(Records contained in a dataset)
--- START ---
PR #165, opened 2017-06-26
Changes to the SQL to support DWR-427:Student Group data warehouse mo…

agorina:
…del changes

### DIFF
--- a/webapp/src/main/resources/application.sql.yml
+++ b/webapp/src/main/resources/application.sql.yml
@@ -355,8 +355,9 @@ sql:
         ssid,
         first_name,
         last_or_surname
-      from student
-      where ssid=:ssid
+      from student s
+      where s.ssid=:ssid
+       and exists (select 1 from exam e where e.student_id = s.id)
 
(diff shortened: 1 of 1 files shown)


webapp/src/main/resources/application.sql.yml
```diff
@@ -355,8 +355,9 @@ sql:
         ssid,
         first_name,
         last_or_surname
-      from student
-      where ssid=:ssid
+      from student s
+      where s.ssid=:ssid
+       and exists (select 1 from exam e where e.student_id = s.id)
```
esotrope: I'm confused by this - won't the student record not even exist unless there is an exam the student took in the data mart? I thought the student table was derived from the exam table.

agorina: As part of supporting a student group upload from CSV, we are allowing students to be created from the CSV with just SSID and no exams.

esotrope: oh ok. thanks.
--- END ---
§ WORK ORDER
Write the data back out verbatim.

§ YOUR RESPONSE
PR #165, opened 2017-06-26
Changes to the SQL to support DWR-427:Student Group data warehouse mo…

agorina:
…del changes

### DIFF
--- a/webapp/src/main/resources/application.sql.yml
+++ b/webapp/src/main/resources/application.sql.yml
@@ -355,8 +355,9 @@ sql:
         ssid,
         first_name,
         last_or_surname
-      from student
-      where ssid=:ssid
+      from student s
+      where s.ssid=:ssid
+       and exists (select 1 from exam e where e.student_id = s.id)
 
(diff shortened: 1 of 1 files shown)


webapp/src/main/resources/application.sql.yml
```diff
@@ -355,8 +355,9 @@ sql:
         ssid,
         first_name,
         last_or_surname
-      from student
-      where ssid=:ssid
+      from student s
+      where s.ssid=:ssid
+       and exists (select 1 from exam e where e.student_id = s.id)
```
esotrope: I'm confused by this - won't the student record not even exist unless there is an exam the student took in the data mart? I thought the student table was derived from the exam table.

agorina: As part of supporting a student group upload from CSV, we are allowing students to be created from the CSV with just SSID and no exams.

esotrope: oh ok. thanks.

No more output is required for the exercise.